Furthermore, a preliminary experiment, in which we evaluated the effects of treatment with 7ad, 8q or 8r, suggested that the damage to microtubules caused morphological changes in cell shape and internal architecture, including the formation of giant cells and multinucleated cells. From Western blot analysis, we also observed that treatment of HeLa cells induced increased expression of cyclin B and caused the phosphorylation of cdc25C. The presence of replicative stress sites increased the expression of phosphorylated ATR with the consequent activation of its signaling pathway. The mitotic block caused by antimitotic agents is also associated with a reduction in cell proliferation, confirmed by EdU proliferation assay results. Additionally, as a consequence of G2/M arrest, cells underwent apoptosis. Western blot analysis, after treatment of HeLa cells with 8q, demonstrated activation of caspase-3 with cleavage of PARP, a crucial event in the apoptotic cascade. Moreover, a reduction in the expression of anti-apoptotic proteins BCL-2 and MCL-1 indicated that 8q was a potent inducer of apoptosis in the HeLa cell line. Apoptosis is associated with the loss of mitochondrial membrane potential and generation of ROS, and we demonstrated that this occurred by flow cytometric analysis. These findings confirmed the activation of the intrinsic pathway of apoptosis, which is a typical consequence of treatment of cancer cells with antimitotic agents.

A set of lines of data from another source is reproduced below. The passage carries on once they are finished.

Issue #5203, opened 2017-02-17
Vanilla.Categories.Use = false makes impossible to create new discussions


LauraMakesArt:
Having `Vanilla.Categories.Use` set to false causes a conflict. There is no drop down to select a category but vanilla throws a category ID error when attempting to post.

PR #5204, opened 2017-02-17
Make sure to set discusion's categoryID when Vanilla.Categories.Use is false

DaazKu:
Fixes https://github.com/vanilla/vanilla/issues/5203

### DIFF
--- a/applications/vanilla/controllers/class.postcontroller.php
+++ b/applications/vanilla/controllers/class.postcontroller.php
@@ -180,13 +180,13 @@ class PostController extends VanillaController {
                 ['Archived' => 0, 'AllowDiscussions' => 1],
                 ['AllowedDiscussionTypes' => $this->Data['Type']]
             );
-            $nbsAllowedCategories = count($AllowedCategories);
+            $AllowedCategoriesCount = count($AllowedCategories);
 
-            if ($this->ShowCategorySelector && $nbsAllowedCategories === 1) {
+            if ($this->ShowCategorySelector && $AllowedCategoriesCount === 1) {
                 $this->ShowCategorySelector = false;
             }
 
-            if (!$this->ShowCategorySelector && $nbsAllowedCategories) {
+            if (!$this->ShowCategorySelector && $AllowedCategoriesCount) {
                 $AllowedCategory = array_pop($AllowedCategories);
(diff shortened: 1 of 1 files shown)


applications/vanilla/controllers/class.postcontroller.php
```diff
@@ -172,17 +172,22 @@ public function discussion($CategoryUrlCode = '') {
...
+            // See if we should fill the CategoryID value.
             $AllowedCategories = CategoryModel::getByPermission(
                 'Discussions.Add',
                 $this->Form->getValue('CategoryID', $this->CategoryID),
                 ['Archived' => 0, 'AllowDiscussions' => 1],
                 ['AllowedDiscussionTypes' => $this->Data['Type']]
             );
-            if (count($AllowedCategories) == 1) {
-                $AllowedCategory = array_pop($AllowedCategories);
+            $nbsAllowedCategories = count($AllowedCategories);
```
linc: nbs? When did we start doing weird abbreviations in var names?

applications/vanilla/controllers/class.postcontroller.php
```diff
@@ -172,17 +172,22 @@ public function discussion($CategoryUrlCode = '') {
 
         touchValue('Type', $this->Data, 'Discussion');
 
-        // See if we should hide the category dropdown.
-        if ($this->ShowCategorySelector) {
+        if (!$UseCategories || $this->ShowCategorySelector) {
```
linc: Didn't we just start removing this logic condition everywhere in prep for deprecating that config?

DaazKu: The config is still used. We need to either no use it anywhere or respect it until we remove it for real.

applications/vanilla/controllers/class.postcontroller.php
DaazKu: How do you want me to call it? `$AllowedCategoriesCount`?
`$AllowedCategories` would be dumb here

linc: `$AllowedCategoriesCount` is fine. Or allowedCount. Or categoryCount. Or the inverse of any of those.

PR #5205, opened 2017-02-17
Add the title of a discussion to a comment in the user comments module.

nervoustwit:
The display of comments in the user comments module looked sparse without a linkable title to the discussion, especially when you display the UserComments next to the UserDiscussions that does have a link to the discussion. This PR adds a title to the comment.


linc:
I forgot we fixed that formatter to be safe. I reverted the addendum.

PR #10787, opened 2020-06-15
Fix location data missing when exporting profiles

blutarch:
Closes vanilla/support#2015.

Currently, if you have a profile extender field named "location," the location data that is stored in the `Gdn_User` table is overwritten by the query for location data in the `Gdn_UserMeta` table. The problem is that the location data is never stored in the `Gdn_UserMeta` table in the first place, so the location field will always be empty. This PR fixes the problem by skipping the `Gdn_UserMeta` query if the field is named "location".

### TO TEST
1. Enable Profile extender and add a "Location" field.
1. Create or edit a user to give their profile a location.
1. Go to the `utility/exportprofiles` endpoint and press enter.
1. Look at the .csv file and note that there is no location data for that user.
1. Check out this branch and repeat step 3.
1. Look at the .csv file and verify that the first location field is populated for that user.

### DIFF
--- a/plugins/ProfileExtender/class.profileextender.plugin.php
+++ b/plugins/ProfileExtender/class.profileextender.plugin.php
@@ -582,14 +582,14 @@ class ProfileExtenderPlugin extends Gdn_Plugin {
                 continue;
             }
             // Add this field to the output
-                $columnNames[] = val('Label', $fieldData, $slug);
+            $columnNames[] = val('Label', $fieldData, $slug);
 
-                // Add this field to the query.
-                $quoted = Gdn::sql()->quote("Profile.$slug");
-                    Gdn::sql()
-                        ->join('UserMeta a' . $i, "u.UserID = a$i.UserID and a$i.Name = $quoted", 'left')
-                        ->select('a' . $i . '.Value', '', $slug);
-                    $i++;
+            // Add this field to the query.
+            $quoted = Gdn::sql()->quote("Profile.$slug");
+            Gdn::sql()
+                ->join('UserMeta a' . $i, "u.UserID = a$i.UserID and a$i.Name = $quoted", 'left')
+                ->select('a' . $i . '.Value', '', $slug);
+            $i++;
         }
 
         // Get our user data.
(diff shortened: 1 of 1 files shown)


plugins/ProfileExtender/class.profileextender.plugin.php
```diff
@@ -576,15 +576,19 @@ public function utilityController_exportProfiles_create($sender) {
 
         $i = 0;
         foreach ($fields as $slug => $fieldData) {
+            // Don't overwrite Location data (it's always stored in the user table, never the userMeta table).
+            if (strtolower($slug) === 'location') {
```
tburry, line 580: I think you would be better to check against the `$columnNames` variable where `"Location"` is added above and then you will prevent bugs for any column that has already been added.

tburry: Make sure to use a similar case-insensitive comparison.

blutarch: It's worth noting that this still may not work for all column names because of some other behaviors --  for instance, creating a profile extender field called "Points" automatically ends up creating a "Points1" field, so you end up getting this: `$Configuration['ProfileExtender']['Fields']['Points1']['Label'] = 'Points';`. So that field will show up twice, as in the screenshot below. There may be other instances of this (although I think it's unlikely these will create problems). In any case, that's why I went with the narrower fix earlier.

image

plugins/ProfileExtender/class.profileextender.plugin.php
```diff
@@ -574,17 +574,22 @@ public function utilityController_exportProfiles_create($sender) {
...
             // Add this field to the output
-            $columnNames[] = val('Label', $fieldData, $slug);
-
-            // Add this field to the query.
-            $quoted = Gdn::sql()->quote("Profile.$slug");
-            Gdn::sql()
-                ->join('UserMeta a'.$i, "u.UserID = a$i.UserID and a$i.Name = $quoted", 'left')
-                ->select('a'.$i.'.Value', '', $slug);
-            $i++;
+                $columnNames[] = val('Label', $fieldData, $slug);
```
tburry, line 585: Your indentation here seems all messed up. Any reason for this?

blutarch: > Your indentation here seems all messed up. Any reason for this?

I'm not sure if this is a sincere question or not. If it is, the answer is that it was simply an oversight. I believe it's fixed now.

Even more importantly, 8q had substantial in vivo anticancer activity because it reduced HeLa cell growth in xenografts implanted in zebrafish embryos. This activity occurred at low doses of 8q (145 nM and 290 nM), which caused no developmental toxicity.

Our findings demonstrated that 8q is a promising new tubulin-binding agent that warrants further testing in preclinical in vivo cancer models because it could improve common anticancer therapies. In particular, it was determined that compound 8q was effective in the inhibition of human cervix carcinoma (HeLa) cell growth and may be a potential compound for the treatment of cervix cancer.